* [Your goal]:
The lines to copy are those in the listing that hold the word "wasted".

* [Data for this exercise]:
......

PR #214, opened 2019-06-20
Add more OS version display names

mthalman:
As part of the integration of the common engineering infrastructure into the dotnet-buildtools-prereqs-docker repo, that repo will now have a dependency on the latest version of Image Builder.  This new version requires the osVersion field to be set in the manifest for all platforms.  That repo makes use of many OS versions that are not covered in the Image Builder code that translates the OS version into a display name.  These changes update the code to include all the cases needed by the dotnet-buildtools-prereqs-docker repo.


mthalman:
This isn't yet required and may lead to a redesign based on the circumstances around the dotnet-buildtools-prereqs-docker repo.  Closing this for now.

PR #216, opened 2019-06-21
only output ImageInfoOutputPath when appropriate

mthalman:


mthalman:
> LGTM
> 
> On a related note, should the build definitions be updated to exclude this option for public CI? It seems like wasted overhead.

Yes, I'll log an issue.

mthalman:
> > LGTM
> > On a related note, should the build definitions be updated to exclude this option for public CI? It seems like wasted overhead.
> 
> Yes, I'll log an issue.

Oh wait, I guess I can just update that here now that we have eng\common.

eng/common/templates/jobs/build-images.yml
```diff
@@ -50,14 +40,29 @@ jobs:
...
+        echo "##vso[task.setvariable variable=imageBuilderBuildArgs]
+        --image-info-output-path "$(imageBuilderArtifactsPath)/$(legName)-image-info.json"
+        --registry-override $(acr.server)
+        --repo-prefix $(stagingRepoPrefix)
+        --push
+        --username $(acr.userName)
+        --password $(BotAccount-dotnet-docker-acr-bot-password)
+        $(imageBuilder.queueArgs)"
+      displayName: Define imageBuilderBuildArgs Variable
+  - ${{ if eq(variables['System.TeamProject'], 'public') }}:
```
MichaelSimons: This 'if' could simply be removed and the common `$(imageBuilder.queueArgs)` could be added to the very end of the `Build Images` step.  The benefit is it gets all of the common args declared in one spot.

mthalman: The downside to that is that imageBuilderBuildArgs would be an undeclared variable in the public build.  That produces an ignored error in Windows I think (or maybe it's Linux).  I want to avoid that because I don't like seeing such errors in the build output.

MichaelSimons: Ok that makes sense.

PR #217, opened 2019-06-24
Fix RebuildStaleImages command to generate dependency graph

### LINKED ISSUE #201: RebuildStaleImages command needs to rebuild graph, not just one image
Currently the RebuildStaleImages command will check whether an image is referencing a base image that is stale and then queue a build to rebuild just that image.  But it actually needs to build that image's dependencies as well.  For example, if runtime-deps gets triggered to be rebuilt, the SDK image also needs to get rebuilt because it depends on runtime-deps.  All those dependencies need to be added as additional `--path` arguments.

......

* [Task solution]:
> On a related note, should the build definitions be updated to exclude this option for public CI? It seems like wasted overhead.
> > On a related note, should the build definitions be updated to exclude this option for public CI? It seems like wasted overhead.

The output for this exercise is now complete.